What you should output is the data below, unchanged in every character.

┌──

PR #2011, opened 2019-09-11
Port/13.0/framework

StefanRijnhart:
I removed the `recompute_fields_blacklist` mechanism from https://github.com/OCA/OpenUpgrade/pull/663 as it is incompatible with Odoo 13 computed fields handling and the mechanism was unused since its introduction.

Running tests was refactored in Odoo and the migration test mechanism was affected. I refactored accordingly but I have not yet tested this. I also removed the test_deferred.py mechanism in favour of supporting post-install and other tags in migration test files. Tests of this PR are broken of course and can only be fixed by the migration of the `base` module.

Example of the analysis that this creates: https://github.com/StefanRijnhart/OpenUpgrade/commit/f6217a3f38cf61afbf5a19cf9900a55f001fd03e


StefanRijnhart:
Also added the 12.0 test database here: https://github.com/OCA/OpenUpgrade/releases and updated https://github.com/OCA/OpenUpgrade/wiki/Crude-script-to-create-the-full-analysis-between-two-versions-of-Odoo to use OdooRPC.

addons/stock/__init__.py
```diff
@@ -12,6 +12,11 @@
 
 # TODO: Apply proper fix & remove in master
 def pre_init_hook(cr):
+    # OpenUpgrade: don't uninstall data as this breaks the analysis
+    # Origin of this code is https://github.com/odoo/odoo/issues/22243
```
MiquelRForgeFlow, line 16: I am not sure. I think maybe in v13 is already solved.

odoo/openupgrade/openupgrade_loading.py
```diff
@@ -0,0 +1,285 @@
...
+            'table': v.relation if v.type == 'many2many' else '',
+            'required': v.required and 'required' or '',
+            'stored': v.store and 'stored' or '',
+            'selection_keys': '',
+            'req_default': '',
+            'hasdefault': model._fields[k].default and 'hasdefault' or '',
+            'inherits': '',
+            }
+        if hasattr(v, 'oldname'):
+            properties['oldname'] = v.oldname
```
MiquelRForgeFlow: `oldname` doesn't exist in v13. should be removed everywhere.

odoo/openupgrade/openupgrade_loading.py
```diff
@@ -0,0 +1,285 @@
...
+    if model._inherits:
+        model_registry['_inherits'] = {
+            '_inherits': str(model._inherits)}
+    for k, v in model._fields.items():
+        properties = {
+            'type': typemap.get(v.type, v.type),
+            'isfunction': isfunction(model, k),
+            'isproperty': isproperty(model, k),
+            'isrelated': isrelated(model, k),
+            'relation': v.comodel_name if v.type in (
```
MiquelRForgeFlow:
```suggestion
            'relation': _get_relation(v)
```
call a new method here like:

└──

Exercise output
PR #2011, opened 2019-09-11
Port/13.0/framework

StefanRijnhart:
I removed the `recompute_fields_blacklist` mechanism from https://github.com/OCA/OpenUpgrade/pull/663 as it is incompatible with Odoo 13 computed fields handling and the mechanism was unused since its introduction.

Running tests was refactored in Odoo and the migration test mechanism was affected. I refactored accordingly but I have not yet tested this. I also removed the test_deferred.py mechanism in favour of supporting post-install and other tags in migration test files. Tests of this PR are broken of course and can only be fixed by the migration of the `base` module.

Example of the analysis that this creates: https://github.com/StefanRijnhart/OpenUpgrade/commit/f6217a3f38cf61afbf5a19cf9900a55f001fd03e


StefanRijnhart:
Also added the 12.0 test database here: https://github.com/OCA/OpenUpgrade/releases and updated https://github.com/OCA/OpenUpgrade/wiki/Crude-script-to-create-the-full-analysis-between-two-versions-of-Odoo to use OdooRPC.

addons/stock/__init__.py
```diff
@@ -12,6 +12,11 @@
 
 # TODO: Apply proper fix & remove in master
 def pre_init_hook(cr):
+    # OpenUpgrade: don't uninstall data as this breaks the analysis
+    # Origin of this code is https://github.com/odoo/odoo/issues/22243
```
MiquelRForgeFlow, line 16: I am not sure. I think maybe in v13 is already solved.

odoo/openupgrade/openupgrade_loading.py
```diff
@@ -0,0 +1,285 @@
...
+            'table': v.relation if v.type == 'many2many' else '',
+            'required': v.required and 'required' or '',
+            'stored': v.store and 'stored' or '',
+            'selection_keys': '',
+            'req_default': '',
+            'hasdefault': model._fields[k].default and 'hasdefault' or '',
+            'inherits': '',
+            }
+        if hasattr(v, 'oldname'):
+            properties['oldname'] = v.oldname
```
MiquelRForgeFlow: `oldname` doesn't exist in v13. should be removed everywhere.

odoo/openupgrade/openupgrade_loading.py
```diff
@@ -0,0 +1,285 @@
...
+    if model._inherits:
+        model_registry['_inherits'] = {
+            '_inherits': str(model._inherits)}
+    for k, v in model._fields.items():
+        properties = {
+            'type': typemap.get(v.type, v.type),
+            'isfunction': isfunction(model, k),
+            'isproperty': isproperty(model, k),
+            'isrelated': isrelated(model, k),
+            'relation': v.comodel_name if v.type in (
```
MiquelRForgeFlow:
```suggestion
            'relation': _get_relation(v)
```
call a new method here like:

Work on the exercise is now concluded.